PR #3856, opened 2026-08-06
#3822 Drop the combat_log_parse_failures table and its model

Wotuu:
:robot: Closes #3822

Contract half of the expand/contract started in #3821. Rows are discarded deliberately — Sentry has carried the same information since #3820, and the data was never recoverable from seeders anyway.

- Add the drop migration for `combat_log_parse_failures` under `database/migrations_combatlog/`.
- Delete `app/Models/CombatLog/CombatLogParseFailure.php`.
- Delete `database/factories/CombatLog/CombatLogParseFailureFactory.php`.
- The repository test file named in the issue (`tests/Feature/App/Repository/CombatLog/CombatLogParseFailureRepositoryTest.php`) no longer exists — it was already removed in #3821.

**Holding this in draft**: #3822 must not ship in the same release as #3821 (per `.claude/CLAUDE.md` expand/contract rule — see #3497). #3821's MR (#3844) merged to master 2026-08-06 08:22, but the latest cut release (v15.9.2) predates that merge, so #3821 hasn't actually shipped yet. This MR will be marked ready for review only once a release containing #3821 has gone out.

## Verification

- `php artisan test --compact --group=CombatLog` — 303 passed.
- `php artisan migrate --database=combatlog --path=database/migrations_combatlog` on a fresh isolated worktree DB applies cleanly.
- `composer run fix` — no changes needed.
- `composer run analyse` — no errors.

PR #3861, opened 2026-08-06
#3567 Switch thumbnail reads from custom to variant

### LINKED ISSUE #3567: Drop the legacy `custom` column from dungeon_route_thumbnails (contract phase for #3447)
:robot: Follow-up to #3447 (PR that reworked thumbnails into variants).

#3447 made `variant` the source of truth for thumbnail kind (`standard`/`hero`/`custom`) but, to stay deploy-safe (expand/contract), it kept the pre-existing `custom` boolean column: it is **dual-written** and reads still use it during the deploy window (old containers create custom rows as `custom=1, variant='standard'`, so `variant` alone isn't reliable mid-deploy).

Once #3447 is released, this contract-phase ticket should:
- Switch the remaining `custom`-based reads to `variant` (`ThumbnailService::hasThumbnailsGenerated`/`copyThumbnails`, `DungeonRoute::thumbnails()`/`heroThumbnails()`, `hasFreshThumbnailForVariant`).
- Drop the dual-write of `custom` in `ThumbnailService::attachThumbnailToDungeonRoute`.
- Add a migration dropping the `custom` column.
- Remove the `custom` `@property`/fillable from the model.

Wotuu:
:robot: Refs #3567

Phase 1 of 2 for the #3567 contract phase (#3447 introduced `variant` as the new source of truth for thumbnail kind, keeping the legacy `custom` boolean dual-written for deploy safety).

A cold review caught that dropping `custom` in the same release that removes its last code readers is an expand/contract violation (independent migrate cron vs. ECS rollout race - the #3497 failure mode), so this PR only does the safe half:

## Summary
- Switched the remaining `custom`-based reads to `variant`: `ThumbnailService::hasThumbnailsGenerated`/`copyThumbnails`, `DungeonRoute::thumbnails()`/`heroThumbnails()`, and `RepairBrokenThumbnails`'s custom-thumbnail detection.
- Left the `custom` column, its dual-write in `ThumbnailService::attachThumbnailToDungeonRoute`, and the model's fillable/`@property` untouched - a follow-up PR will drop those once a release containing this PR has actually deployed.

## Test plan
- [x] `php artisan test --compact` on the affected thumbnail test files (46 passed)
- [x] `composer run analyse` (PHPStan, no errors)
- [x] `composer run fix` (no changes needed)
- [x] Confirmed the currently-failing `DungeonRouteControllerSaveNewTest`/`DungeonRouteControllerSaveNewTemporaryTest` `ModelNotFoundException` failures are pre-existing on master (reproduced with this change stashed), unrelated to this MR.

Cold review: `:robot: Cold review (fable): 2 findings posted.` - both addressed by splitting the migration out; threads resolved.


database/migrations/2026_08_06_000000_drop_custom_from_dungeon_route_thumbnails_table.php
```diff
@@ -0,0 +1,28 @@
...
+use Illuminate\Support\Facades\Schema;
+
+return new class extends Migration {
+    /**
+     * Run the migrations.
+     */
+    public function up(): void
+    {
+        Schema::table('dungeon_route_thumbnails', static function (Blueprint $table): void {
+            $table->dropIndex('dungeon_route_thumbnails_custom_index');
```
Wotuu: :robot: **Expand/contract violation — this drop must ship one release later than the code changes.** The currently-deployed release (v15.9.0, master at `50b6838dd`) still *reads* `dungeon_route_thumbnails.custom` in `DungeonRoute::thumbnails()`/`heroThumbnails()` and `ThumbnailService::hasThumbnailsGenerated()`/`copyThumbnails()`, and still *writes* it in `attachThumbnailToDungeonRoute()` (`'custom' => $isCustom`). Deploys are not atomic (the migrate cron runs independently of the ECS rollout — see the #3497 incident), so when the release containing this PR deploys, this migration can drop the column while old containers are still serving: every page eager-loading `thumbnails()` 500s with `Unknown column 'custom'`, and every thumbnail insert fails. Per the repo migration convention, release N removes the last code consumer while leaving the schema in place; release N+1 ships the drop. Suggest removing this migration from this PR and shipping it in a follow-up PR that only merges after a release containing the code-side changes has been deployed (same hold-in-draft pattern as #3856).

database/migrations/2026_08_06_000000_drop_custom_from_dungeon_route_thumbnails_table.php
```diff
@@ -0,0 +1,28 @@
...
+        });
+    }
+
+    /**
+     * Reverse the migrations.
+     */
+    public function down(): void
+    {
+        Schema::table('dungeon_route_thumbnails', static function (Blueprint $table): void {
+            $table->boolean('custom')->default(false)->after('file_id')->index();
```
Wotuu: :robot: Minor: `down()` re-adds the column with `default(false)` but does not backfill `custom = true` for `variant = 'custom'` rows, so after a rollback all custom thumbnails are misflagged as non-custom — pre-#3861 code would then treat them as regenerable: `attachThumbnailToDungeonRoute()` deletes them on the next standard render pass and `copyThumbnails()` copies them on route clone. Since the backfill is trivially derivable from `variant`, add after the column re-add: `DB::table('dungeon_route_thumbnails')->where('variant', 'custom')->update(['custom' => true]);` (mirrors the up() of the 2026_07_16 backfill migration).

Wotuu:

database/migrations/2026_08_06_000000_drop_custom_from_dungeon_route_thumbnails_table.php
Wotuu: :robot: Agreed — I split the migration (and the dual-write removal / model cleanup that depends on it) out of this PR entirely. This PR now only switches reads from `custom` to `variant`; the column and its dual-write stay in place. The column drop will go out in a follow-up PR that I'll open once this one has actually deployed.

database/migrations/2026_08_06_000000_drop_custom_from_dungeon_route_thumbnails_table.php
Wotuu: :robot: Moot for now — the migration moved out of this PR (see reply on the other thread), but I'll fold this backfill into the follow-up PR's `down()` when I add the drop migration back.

• • •

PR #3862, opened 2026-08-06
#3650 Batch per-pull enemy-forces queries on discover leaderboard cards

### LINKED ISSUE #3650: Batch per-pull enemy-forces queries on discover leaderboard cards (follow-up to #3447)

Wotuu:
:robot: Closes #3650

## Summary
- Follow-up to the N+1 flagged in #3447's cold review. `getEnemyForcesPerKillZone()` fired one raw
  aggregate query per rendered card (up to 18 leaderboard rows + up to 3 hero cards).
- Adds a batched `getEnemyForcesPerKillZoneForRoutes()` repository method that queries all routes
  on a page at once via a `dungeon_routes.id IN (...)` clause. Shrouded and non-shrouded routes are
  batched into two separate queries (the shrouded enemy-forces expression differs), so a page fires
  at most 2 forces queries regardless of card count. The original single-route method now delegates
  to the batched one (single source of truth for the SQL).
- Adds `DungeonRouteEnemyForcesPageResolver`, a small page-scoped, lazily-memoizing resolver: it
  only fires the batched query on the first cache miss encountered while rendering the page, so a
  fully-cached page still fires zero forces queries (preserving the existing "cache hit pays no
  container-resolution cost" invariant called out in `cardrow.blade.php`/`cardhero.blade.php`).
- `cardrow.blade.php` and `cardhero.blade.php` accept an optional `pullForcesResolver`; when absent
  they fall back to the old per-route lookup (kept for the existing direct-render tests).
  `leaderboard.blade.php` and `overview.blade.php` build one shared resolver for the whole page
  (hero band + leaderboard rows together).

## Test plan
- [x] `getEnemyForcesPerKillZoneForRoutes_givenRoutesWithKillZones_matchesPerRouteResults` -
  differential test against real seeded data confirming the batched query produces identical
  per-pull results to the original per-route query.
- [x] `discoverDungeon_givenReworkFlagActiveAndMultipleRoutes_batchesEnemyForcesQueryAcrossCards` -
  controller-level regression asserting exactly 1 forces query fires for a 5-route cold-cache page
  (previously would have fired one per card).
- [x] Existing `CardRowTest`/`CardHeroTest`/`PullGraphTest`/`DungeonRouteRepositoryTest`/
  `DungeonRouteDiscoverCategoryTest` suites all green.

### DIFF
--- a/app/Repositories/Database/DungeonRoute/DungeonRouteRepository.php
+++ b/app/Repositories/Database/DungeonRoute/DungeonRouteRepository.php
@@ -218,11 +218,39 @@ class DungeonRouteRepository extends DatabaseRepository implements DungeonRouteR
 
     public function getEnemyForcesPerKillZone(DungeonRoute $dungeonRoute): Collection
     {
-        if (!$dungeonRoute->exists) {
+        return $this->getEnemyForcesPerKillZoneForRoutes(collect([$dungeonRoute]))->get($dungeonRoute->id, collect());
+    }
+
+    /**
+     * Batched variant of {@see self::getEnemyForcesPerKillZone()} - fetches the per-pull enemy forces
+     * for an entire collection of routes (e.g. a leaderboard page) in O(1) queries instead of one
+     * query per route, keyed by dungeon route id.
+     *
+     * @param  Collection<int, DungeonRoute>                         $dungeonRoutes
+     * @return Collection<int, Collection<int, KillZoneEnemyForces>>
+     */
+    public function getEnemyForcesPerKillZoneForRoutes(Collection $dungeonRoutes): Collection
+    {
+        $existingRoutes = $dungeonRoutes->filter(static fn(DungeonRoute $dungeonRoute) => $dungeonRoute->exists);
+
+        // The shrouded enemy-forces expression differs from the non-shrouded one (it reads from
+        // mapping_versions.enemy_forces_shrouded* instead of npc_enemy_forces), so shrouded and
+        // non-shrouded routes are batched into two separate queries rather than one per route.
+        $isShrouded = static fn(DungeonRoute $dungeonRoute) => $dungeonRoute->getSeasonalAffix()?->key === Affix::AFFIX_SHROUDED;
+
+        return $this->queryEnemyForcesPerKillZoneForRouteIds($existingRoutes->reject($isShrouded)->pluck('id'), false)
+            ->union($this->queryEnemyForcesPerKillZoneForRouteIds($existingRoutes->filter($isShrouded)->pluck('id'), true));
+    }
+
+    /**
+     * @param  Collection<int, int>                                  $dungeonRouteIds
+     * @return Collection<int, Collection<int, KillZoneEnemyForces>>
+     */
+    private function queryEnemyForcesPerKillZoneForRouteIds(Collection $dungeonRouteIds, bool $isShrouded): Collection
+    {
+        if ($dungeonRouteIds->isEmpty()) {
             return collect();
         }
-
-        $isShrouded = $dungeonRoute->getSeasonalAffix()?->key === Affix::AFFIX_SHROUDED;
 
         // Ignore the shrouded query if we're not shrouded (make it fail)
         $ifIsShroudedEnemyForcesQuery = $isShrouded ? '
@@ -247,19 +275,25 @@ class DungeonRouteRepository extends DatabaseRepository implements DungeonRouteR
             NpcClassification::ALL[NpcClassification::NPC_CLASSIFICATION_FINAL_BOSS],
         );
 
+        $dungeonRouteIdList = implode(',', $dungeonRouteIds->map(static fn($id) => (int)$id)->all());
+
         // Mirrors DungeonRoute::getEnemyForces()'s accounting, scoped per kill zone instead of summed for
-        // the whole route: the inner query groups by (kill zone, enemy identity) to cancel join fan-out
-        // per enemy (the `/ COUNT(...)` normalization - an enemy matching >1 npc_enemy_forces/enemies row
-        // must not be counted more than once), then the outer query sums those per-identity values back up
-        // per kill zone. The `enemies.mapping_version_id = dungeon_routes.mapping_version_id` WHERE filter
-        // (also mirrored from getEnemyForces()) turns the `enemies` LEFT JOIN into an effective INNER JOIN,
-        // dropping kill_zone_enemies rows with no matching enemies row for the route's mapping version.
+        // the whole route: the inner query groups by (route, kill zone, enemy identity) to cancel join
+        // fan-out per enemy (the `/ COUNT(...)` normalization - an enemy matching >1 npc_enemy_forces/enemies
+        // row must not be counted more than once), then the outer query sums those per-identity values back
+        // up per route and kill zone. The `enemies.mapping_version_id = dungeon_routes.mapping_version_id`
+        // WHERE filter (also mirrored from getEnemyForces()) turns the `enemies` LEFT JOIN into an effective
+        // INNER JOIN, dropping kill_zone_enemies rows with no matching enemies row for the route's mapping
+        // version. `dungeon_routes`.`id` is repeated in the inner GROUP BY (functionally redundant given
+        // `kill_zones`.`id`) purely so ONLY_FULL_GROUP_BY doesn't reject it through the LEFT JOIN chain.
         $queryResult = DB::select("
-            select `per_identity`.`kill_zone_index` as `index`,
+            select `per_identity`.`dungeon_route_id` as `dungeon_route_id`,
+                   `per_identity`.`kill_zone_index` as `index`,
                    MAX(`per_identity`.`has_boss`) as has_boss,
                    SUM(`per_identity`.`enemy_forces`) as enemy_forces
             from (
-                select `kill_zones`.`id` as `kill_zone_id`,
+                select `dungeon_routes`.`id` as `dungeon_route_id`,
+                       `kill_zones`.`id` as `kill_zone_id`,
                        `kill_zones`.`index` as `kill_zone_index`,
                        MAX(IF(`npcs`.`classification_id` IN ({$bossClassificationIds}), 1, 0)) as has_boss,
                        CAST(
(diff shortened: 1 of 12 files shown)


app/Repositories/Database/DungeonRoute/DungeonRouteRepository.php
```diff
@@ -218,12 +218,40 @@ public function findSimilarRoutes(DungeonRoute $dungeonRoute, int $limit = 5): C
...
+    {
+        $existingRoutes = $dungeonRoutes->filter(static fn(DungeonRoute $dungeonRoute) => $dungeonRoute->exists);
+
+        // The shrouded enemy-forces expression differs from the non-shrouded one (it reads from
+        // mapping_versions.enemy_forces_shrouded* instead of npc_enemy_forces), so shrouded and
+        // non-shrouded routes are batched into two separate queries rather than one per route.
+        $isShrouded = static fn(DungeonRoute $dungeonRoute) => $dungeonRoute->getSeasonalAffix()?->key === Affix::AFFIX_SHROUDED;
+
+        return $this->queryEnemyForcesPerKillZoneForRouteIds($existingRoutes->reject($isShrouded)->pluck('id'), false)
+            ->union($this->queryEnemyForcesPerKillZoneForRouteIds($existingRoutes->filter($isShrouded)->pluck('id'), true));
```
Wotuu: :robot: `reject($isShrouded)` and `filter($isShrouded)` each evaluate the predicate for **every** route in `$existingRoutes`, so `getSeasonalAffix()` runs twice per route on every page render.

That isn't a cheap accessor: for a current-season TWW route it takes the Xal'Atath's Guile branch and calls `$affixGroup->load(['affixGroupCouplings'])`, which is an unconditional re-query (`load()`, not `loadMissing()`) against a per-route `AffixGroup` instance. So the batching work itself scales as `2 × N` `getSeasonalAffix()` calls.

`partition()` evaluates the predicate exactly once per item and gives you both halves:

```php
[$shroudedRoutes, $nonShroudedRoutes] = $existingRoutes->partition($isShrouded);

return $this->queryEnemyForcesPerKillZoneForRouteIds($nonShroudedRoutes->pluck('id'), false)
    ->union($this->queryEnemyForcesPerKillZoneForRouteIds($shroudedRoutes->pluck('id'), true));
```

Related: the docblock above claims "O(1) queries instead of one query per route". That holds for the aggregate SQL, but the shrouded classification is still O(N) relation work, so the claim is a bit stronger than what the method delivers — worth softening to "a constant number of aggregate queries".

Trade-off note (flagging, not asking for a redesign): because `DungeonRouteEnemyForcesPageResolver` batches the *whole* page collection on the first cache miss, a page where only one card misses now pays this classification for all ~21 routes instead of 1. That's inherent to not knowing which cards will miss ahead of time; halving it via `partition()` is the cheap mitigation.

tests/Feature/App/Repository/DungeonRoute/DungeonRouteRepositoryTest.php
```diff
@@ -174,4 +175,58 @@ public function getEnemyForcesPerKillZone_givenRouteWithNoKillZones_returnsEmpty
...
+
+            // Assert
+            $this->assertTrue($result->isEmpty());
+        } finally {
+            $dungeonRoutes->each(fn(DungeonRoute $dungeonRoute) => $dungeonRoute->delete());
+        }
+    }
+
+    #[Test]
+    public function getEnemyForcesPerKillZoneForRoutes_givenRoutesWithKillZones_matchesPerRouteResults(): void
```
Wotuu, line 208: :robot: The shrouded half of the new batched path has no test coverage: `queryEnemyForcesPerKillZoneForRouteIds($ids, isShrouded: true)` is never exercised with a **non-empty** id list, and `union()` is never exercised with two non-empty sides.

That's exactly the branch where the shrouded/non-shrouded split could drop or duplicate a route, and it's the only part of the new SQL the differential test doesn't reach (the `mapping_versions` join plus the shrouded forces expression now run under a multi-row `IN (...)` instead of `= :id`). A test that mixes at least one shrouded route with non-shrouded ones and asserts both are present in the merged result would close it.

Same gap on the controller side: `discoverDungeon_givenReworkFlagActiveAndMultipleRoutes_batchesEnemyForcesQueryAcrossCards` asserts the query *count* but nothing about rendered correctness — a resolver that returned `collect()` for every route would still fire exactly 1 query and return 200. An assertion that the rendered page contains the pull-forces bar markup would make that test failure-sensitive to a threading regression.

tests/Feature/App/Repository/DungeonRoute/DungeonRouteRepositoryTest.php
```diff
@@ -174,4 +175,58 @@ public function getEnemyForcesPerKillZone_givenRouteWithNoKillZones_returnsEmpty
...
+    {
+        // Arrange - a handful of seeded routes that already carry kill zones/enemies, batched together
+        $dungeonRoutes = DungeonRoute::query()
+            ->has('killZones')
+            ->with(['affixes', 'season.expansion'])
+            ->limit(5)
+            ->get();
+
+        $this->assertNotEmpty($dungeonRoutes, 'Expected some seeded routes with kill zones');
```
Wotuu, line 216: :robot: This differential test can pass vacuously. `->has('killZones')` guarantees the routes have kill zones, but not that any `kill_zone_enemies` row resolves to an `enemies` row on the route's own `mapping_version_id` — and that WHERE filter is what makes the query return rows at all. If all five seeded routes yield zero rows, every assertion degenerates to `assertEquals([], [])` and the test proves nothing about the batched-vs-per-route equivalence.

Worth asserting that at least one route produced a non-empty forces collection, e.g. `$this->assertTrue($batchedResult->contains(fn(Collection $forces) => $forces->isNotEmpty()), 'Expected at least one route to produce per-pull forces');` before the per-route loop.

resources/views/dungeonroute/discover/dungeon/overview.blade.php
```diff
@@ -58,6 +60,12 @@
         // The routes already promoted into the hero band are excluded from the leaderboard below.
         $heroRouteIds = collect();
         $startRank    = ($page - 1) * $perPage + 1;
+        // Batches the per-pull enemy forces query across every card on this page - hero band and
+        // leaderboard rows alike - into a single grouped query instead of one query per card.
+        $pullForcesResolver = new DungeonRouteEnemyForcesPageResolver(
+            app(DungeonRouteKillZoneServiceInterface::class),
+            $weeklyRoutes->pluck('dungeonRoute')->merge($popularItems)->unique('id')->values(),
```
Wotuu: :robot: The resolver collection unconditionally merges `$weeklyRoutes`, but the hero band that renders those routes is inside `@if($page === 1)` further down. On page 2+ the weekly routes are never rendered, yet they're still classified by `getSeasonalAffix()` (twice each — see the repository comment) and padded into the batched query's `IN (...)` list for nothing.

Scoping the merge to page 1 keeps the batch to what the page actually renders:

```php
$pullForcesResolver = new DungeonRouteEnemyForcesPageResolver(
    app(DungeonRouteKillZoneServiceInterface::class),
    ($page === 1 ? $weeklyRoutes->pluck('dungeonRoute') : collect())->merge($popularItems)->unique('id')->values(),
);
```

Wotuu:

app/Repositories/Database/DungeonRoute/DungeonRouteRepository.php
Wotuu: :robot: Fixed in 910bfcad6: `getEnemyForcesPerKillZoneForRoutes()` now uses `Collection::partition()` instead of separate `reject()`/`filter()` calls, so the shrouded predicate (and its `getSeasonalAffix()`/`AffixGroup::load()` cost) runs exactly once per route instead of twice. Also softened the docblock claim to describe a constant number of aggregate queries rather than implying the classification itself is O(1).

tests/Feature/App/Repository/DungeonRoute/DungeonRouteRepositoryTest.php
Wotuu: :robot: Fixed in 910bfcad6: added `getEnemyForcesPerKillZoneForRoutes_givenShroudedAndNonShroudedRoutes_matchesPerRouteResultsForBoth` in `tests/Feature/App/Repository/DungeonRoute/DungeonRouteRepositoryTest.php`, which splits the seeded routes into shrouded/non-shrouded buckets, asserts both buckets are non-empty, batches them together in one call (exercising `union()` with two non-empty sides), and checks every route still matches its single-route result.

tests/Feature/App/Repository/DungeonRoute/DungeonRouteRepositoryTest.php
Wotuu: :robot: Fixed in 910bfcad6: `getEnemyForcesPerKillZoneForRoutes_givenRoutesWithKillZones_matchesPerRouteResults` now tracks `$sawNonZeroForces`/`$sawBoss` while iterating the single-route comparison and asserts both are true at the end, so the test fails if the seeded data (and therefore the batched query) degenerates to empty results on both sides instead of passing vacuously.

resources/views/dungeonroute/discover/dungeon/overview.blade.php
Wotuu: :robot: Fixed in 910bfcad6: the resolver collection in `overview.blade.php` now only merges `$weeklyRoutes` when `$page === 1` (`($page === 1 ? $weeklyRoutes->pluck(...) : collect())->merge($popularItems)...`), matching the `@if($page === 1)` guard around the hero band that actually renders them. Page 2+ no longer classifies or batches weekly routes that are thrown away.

• • •

What to do: Find the line with "PR #3856, opened 2026-08-06" in the material above. Reproduce it and each line after it up to and including the line with "Contract half of".

Exercise result:
PR #3856, opened 2026-08-06
#3822 Drop the combat_log_parse_failures table and its model

Wotuu:
:robot: Closes #3822

Contract half of the expand/contract started in #3821. Rows are discarded deliberately — Sentry has carried the same information since #3820, and the data was never recoverable from seeders anyway.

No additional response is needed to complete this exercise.